WHAT YOU HAVE TO DO.
Only the first line of the listing and the lines after it, up to and including the one containing "I'm happy to", should be retyped exactly.

===== INFORMATION GIVEN =====

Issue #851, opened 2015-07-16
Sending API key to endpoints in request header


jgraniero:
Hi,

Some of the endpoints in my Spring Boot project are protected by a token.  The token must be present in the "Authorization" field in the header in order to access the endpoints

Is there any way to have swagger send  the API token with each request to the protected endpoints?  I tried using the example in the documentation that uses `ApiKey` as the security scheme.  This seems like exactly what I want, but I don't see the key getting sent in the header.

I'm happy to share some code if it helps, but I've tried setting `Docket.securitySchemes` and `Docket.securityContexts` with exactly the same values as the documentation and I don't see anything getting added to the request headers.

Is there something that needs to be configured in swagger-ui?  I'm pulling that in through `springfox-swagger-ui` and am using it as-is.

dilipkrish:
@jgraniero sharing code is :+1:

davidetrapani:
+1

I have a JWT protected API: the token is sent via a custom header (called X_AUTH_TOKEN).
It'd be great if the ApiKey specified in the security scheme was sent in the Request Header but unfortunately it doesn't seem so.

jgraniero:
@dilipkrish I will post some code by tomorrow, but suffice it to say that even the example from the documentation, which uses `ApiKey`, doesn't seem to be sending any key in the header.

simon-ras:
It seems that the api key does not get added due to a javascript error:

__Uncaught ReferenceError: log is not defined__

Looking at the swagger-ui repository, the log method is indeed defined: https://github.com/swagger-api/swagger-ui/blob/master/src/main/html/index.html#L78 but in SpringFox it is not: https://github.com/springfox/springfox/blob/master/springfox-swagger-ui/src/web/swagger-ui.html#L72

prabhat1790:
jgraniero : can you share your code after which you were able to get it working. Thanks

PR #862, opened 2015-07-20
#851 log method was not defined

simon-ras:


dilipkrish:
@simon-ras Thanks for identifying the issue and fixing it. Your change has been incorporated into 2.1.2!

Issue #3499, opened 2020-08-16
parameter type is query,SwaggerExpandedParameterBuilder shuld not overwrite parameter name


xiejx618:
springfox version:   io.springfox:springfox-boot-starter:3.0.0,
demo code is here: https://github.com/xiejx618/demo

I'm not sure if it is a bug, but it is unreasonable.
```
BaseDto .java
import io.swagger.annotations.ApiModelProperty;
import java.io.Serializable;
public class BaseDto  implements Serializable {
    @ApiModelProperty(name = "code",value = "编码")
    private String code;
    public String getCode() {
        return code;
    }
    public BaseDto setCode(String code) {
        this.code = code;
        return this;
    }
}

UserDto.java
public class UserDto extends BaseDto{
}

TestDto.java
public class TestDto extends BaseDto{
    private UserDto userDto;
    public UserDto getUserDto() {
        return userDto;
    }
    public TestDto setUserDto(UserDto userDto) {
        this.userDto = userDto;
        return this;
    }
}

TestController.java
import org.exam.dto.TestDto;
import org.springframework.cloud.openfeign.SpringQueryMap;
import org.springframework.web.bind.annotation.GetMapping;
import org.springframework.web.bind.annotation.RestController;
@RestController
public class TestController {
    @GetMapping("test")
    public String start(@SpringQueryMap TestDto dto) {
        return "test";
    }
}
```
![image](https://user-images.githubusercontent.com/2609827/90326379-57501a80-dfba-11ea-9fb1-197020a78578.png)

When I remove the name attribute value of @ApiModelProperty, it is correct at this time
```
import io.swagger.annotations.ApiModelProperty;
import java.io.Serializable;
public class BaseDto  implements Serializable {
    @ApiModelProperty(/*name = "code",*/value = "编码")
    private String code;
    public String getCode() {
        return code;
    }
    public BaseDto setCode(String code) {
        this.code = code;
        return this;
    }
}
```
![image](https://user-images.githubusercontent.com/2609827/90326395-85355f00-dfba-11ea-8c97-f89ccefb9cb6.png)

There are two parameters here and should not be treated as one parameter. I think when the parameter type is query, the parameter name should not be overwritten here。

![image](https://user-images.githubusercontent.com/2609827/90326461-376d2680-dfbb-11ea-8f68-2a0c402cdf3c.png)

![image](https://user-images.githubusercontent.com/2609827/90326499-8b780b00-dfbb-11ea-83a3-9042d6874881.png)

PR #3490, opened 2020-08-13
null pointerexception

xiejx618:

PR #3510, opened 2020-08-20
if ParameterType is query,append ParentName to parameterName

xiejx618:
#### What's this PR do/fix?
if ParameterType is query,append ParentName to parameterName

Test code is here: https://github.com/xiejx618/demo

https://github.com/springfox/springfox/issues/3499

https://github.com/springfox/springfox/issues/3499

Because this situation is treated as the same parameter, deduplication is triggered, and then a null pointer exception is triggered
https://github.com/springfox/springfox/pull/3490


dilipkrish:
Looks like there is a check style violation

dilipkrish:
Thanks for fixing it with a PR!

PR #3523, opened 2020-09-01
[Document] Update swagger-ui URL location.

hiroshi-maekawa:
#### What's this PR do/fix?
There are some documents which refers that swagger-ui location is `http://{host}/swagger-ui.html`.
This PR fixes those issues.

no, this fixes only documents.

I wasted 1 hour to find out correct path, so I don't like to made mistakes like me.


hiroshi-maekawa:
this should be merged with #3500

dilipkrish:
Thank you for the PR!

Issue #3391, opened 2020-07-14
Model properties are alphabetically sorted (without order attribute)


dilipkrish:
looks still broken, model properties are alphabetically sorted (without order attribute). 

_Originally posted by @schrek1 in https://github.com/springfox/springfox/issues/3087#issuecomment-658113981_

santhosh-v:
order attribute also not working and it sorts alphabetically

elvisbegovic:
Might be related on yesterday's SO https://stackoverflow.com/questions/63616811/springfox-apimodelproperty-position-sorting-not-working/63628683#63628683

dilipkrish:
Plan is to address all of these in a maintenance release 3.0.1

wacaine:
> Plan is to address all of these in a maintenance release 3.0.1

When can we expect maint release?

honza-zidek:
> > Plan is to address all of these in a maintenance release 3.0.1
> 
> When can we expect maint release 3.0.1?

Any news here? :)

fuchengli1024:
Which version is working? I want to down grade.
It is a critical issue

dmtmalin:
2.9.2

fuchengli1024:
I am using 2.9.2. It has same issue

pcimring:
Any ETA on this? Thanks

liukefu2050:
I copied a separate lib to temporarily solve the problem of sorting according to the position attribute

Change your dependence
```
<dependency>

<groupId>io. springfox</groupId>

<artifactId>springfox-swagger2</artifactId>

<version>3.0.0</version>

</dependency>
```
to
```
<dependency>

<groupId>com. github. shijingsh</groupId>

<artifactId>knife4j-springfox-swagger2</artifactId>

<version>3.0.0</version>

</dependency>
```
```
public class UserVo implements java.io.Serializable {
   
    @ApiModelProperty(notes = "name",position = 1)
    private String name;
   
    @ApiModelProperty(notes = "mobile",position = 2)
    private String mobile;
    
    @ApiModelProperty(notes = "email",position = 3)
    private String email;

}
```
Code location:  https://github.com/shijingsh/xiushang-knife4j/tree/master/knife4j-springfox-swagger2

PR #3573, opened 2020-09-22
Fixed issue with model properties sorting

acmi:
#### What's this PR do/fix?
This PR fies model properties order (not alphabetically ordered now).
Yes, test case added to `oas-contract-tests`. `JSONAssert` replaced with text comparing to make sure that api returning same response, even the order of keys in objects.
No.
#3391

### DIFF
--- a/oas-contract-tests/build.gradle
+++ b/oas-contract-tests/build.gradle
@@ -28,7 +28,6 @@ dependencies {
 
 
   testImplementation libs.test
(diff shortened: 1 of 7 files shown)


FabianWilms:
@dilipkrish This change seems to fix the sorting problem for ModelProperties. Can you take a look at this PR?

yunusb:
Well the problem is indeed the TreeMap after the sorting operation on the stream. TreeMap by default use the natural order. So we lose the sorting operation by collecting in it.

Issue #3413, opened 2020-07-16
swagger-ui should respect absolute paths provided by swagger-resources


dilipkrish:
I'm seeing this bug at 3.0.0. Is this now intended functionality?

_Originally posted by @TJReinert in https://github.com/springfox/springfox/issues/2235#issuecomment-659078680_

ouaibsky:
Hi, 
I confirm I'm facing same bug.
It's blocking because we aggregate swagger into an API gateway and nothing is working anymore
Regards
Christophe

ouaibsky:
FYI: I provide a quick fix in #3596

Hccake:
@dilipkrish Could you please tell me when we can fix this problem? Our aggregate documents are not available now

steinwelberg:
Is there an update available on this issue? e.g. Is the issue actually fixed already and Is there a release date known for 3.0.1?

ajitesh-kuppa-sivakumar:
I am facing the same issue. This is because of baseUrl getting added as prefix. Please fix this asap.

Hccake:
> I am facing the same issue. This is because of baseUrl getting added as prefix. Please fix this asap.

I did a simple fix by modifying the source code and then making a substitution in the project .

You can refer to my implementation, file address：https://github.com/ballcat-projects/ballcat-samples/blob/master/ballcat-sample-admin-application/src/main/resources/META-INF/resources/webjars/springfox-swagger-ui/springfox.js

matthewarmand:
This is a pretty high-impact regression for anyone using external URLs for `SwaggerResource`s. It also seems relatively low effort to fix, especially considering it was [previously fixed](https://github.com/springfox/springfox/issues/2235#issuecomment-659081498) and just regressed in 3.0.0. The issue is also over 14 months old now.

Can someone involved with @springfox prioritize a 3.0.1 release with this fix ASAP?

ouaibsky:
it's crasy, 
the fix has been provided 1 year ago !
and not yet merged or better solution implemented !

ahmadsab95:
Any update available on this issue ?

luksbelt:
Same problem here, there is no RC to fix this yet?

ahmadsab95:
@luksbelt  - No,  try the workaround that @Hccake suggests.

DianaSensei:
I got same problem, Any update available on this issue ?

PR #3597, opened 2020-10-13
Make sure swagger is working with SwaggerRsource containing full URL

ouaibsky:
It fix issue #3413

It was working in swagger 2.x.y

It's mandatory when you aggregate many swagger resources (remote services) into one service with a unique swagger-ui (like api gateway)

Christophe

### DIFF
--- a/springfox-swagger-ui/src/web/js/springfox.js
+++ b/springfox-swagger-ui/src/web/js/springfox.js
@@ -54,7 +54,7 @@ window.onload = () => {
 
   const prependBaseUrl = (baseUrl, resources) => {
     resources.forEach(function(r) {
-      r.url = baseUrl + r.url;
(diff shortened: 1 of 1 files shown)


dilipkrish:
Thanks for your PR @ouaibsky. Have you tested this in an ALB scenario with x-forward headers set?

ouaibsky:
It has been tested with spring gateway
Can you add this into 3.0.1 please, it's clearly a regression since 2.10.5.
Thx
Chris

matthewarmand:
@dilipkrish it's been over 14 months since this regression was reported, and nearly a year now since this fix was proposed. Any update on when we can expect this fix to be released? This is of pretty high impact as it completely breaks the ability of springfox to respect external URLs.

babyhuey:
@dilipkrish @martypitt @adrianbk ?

=====

REPLY.
Issue #851, opened 2015-07-16
Sending API key to endpoints in request header


jgraniero:
Hi,

Some of the endpoints in my Spring Boot project are protected by a token.  The token must be present in the "Authorization" field in the header in order to access the endpoints

Is there any way to have swagger send  the API token with each request to the protected endpoints?  I tried using the example in the documentation that uses `ApiKey` as the security scheme.  This seems like exactly what I want, but I don't see the key getting sent in the header.

I'm happy to share some code if it helps, but I've tried setting `Docket.securitySchemes` and `Docket.securityContexts` with exactly the same values as the documentation and I don't see anything getting added to the request headers.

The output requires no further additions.